**PROBLEM REQUIREMENTS:**
The answer must consist of each line below that holds the word "elevation", copied as it stands.

**TASK INPUT:**

PR #967, opened 2024-06-10
Add a small tool to inspect databases 

GernotMaier:
Add a simple tool to quickly list the available databases and its collections. I've need this now a couple of times and it is simply faster than opening robot 3T (or something similar). Also means that we reduce the necessity that developers install robot 3T. And the last point is that this is a tool to quickly check the mongoDB status.

This gives e.g. (with my limited local database instance and not the full one running at DESY)

```
python simtools/applications/db_inspect_databases.py --db_name all
Database: Staging-CTA-Simulation-Model-v0-3-0
   Collections: ['configuration_sim_telarray', 'telescopes', 'metadata', 'sites', 'calibration_devices', 'fs.files', 'fs.chunks']
```


VictorBarbosaMartins:
I am starting reviewing this, but I already have a question. What do you mean by local database instance? These are DBs hosted locally in your laptop? this is quite strange to me, as the very concept of DB is to make it remotely accessible in the most efficient way possible. Perhaps I missed something, but can you please clarify this to me?

GernotMaier:
Exactly. You can run the DB locally, which is especially useful for heaving development and debugging, tests. etc without having any impact on the remove DB which is used by others.

simtools/applications/db_inspect_databases.py
```diff
@@ -0,0 +1,48 @@
...
+
+    for db_name in databases:
+        if args_dict["db_name"] != "all" and db_name != args_dict["db_name"]:
+            continue
+        # missing admin rights; skip config and admin
+        if db_name in ("config", "admin", "local"):
+            continue
+        print("Database:", db_name)
+        collections = db.get_collections(db_name=db_name)
+        print("   Collections:", collections)
```
VictorBarbosaMartins, line 44: there is an extra space in the beginning of the string, which we should probably remove

simtools/applications/db_inspect_databases.py
VictorBarbosaMartins, line 1: shouldnt this tool be inside the db applications directory?

VictorBarbosaMartins (approved):
Some minor comments only.

simtools/applications/db_inspect_databases.py
```diff
@@ -0,0 +1,48 @@
+#!/usr/bin/python3
+
+"""
+Inspect databases and print (available database names and collections).
```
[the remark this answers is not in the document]
GernotMaier: Added.

simtools/applications/db_inspect_databases.py
```diff
@@ -0,0 +1,48 @@
...
+import simtools.utils.general as gen
+from simtools.configuration import configurator
+from simtools.db import db_handler
+
+
+def main():
+    config = configurator.Configurator(description="Inspect databases")
+    config.parser.add_argument(
+        "--db_name",
+        help="Inspect a specific database (use all to print all databases)",
```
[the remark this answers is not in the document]
GernotMaier: Fixed.

simtools/applications/db_inspect_databases.py
```diff
@@ -0,0 +1,48 @@
...
+    logger.setLevel(gen.get_log_level_from_user(args_dict["log_level"]))
+
+    db = db_handler.DatabaseHandler(mongo_db_config=db_config)
+
+    databases = db.db_client.list_database_names()
+
+    for db_name in databases:
+        if args_dict["db_name"] != "all" and db_name != args_dict["db_name"]:
+            continue
+        # missing admin rights; skip config and admin
```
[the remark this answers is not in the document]
GernotMaier: Improved comment.

simtools/applications/db_inspect_databases.py
GernotMaier: Fixed.

simtools/applications/db_inspect_databases.py
GernotMaier: Not really - we put tools which we do not expect anyone except absolute db experts to use in to the db directory. This one is a tool the general user might find useful.

GernotMaier:
Thanks for the review!

PR #968, opened 2024-06-10
Improve position coordinate transformation and add json reader / writer

### LINKED ISSUE #924: Add coordinate conversion of single telescope positions in the DB format.
The application `print_array_elements.py` allows to convert positions between different coordinate systems given as astropy tables.

Add functionality to read (from DB or file) a telescope position and convert it to a requested system.

Consider renaming this application to `transform_array_element_position.py` (it does far more than simply printing).

GernotMaier:
This PR adds a couple of improvements to the position coordinate transformations:

- add possibility to do a coordinate conversion of single array element positions in the  simtools-db-json format (application will understand the generic json format and write it also; see `tests/integration_tests/config/convert_geo_coordinates_of_array_elements_ground_to_utm_json.yml`
- generalized the writing of simtools-db-json format-style files and move the function from `simtel_config_reader` to `model_data_writer` (simple move; no change in functionality
- renamed application to convert coordinates (from misleading `print_array_elements` to `convert_geo_coordinates_of_array_elements`
- improvement of docstrings to follow numpydoc standards

Add a small improvement to the integration tests to the function of `compare_json_files`: for simtools-db-type json files where a list of float is encoded as string (similar to sim_telarray; e.g., `5.5 3.2  7.6`). Used np.all_close to compare those floats.

Closes #924


simtools/applications/convert_geo_coordinates_of_array_elements.py
```diff
@@ -1,58 +1,52 @@
...
-    coordinate systems.
-
+    Convert array element positions in different CTAO coordinate systems.
     Available coordinate systems are:
 
     1. UTM system
-    2. ground system (similar to sim_telarray system with x-axis pointing toward \
-        geographic north and y-axis pointing towards the west); altitude relative \
-        to the CORSIKA observation level.
+    2. ground system (similar to sim_telarray system with x-axis pointing toward geographic north
```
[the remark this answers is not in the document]
GernotMaier: Good point. I've added one sentence to make this clearer:

`Altitude is the height of the elevation rotation axis (plus some possible mirror offset).`

simtools/applications/convert_geo_coordinates_of_array_elements.py
```diff
@@ -1,58 +1,53 @@
...
+       and y-axis pointing towards the west); altitude relative to the CORSIKA observation level.
+       Altitude is the height of the elevation rotation axis (plus some possible mirror offset).
```
VictorBarbosaMartins, line 13: It is not clear to me what "plus some possible mirror offset" means. I think this refers to a possible shift due to the mirror shape, but it does not inform whether the shift is already included in the model, or how much is the shift? Should the user worry about this?

simtools/data_model/model_data_writer.py
```diff
@@ -11,6 +16,23 @@
 __all__ = ["ModelDataWriter"]
 
 
+class JsonNumpyEncoder(json.JSONEncoder):
+    """Convert numpy to python types as accepted by json.dump."""
```
VictorBarbosaMartins, line 20: I know this was in the code before, but I googled it and there seems to be a better way to do it, at least for the python types (using the `.item()` method). Please check the best answer here: 
[https://stackoverflow.com/questions/9452775/converting-numpy-dtypes-to-native-python-types](https://stackoverflow.com/questions/9452775/converting-numpy-dtypes-to-native-python-types)

simtools/layout/array_layout.py
```diff
@@ -524,6 +546,63 @@ def export_telescope_list_table(self, crs_name):
 
         return table
 
+    def export_telescope_list_as_json(self, crs_name):
+        """
+        Return a single-telescope list as simtools-DB-style json.
```
VictorBarbosaMartins, line 551: I am not sure what "single-telescope list" means. A list with a single telescope in it? or a single list with all the telescopes?

simtools/layout/array_layout.py
```diff
@@ -524,6 +546,63 @@ def export_telescope_list_table(self, crs_name):
...
+            Name of coordinate system to be used for export.
+
+        Returns
+        -------
+        dict
+            Dictionary with array element information.
+        """
+        table = self.export_telescope_list_table(crs_name)
+        if len(table) != 1:
+            raise ValueError("Only one telescope can be exported to json")
```
VictorBarbosaMartins, line 565: If the function is supposed to work only with a single telescope, I would make that clearer in the name of the function. Or alternatively, I would expand the function to check the size of table and loop through the telescopes, exporting a json file to each one.

VictorBarbosaMartins (commented):
Hi @GernotMaier. I provide some comments here. In general I think it is already in a good state.

simtools/applications/convert_geo_coordinates_of_array_elements.py
```diff
@@ -152,12 +146,22 @@ def main():
     logger = logging.getLogger()
     logger.setLevel(gen.get_log_level_from_user(args_dict["log_level"]))
 
-    metadata = MetadataCollector(args_dict=args_dict, data_model_name=data_model_name)
+    json_type = args_dict.get("input", "").endswith(".json")
```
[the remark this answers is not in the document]
VictorBarbosaMartins: We actually do not get an error message telling you that `--input` should not be `None`. On the contrary, we get an error that a method we tried to use does not exist, which is an issue. These messages are not the same. A simple try and except statement with the message "`--input` should not be `None`" replacing the error message would already correct this.

simtools/applications/convert_geo_coordinates_of_array_elements.py
VictorBarbosaMartins: My better suggestion is to remove `(plus some possible mirror offset)`. If this is an information the user needs, then I would pass the complete information, otherwise I think this piece of information is not needed here. This confuses more than adds to the docstring.

simtools/data_model/model_data_writer.py
VictorBarbosaMartins: I disagree. Creating an encoder itself is not clearer than a simple one-line method. But as this is not necessarily part of the PR, I will leave it as it is then.

VictorBarbosaMartins (approved):
Ok!

simtools/data_model/model_data_writer.py
GernotMaier: To explain why I think the current way is better: `if isinstance(o, np.floating):` is understandable without knowing even python. `type(np.float64(0).item()) ` requires knowledge about the internals of  the numpy float64 class - I would have to look it up what it means. The encodes is required by the json writer.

**ANSWER TO THIS TASK:**
`Altitude is the height of the elevation rotation axis (plus some possible mirror offset).`
+       Altitude is the height of the elevation rotation axis (plus some possible mirror offset).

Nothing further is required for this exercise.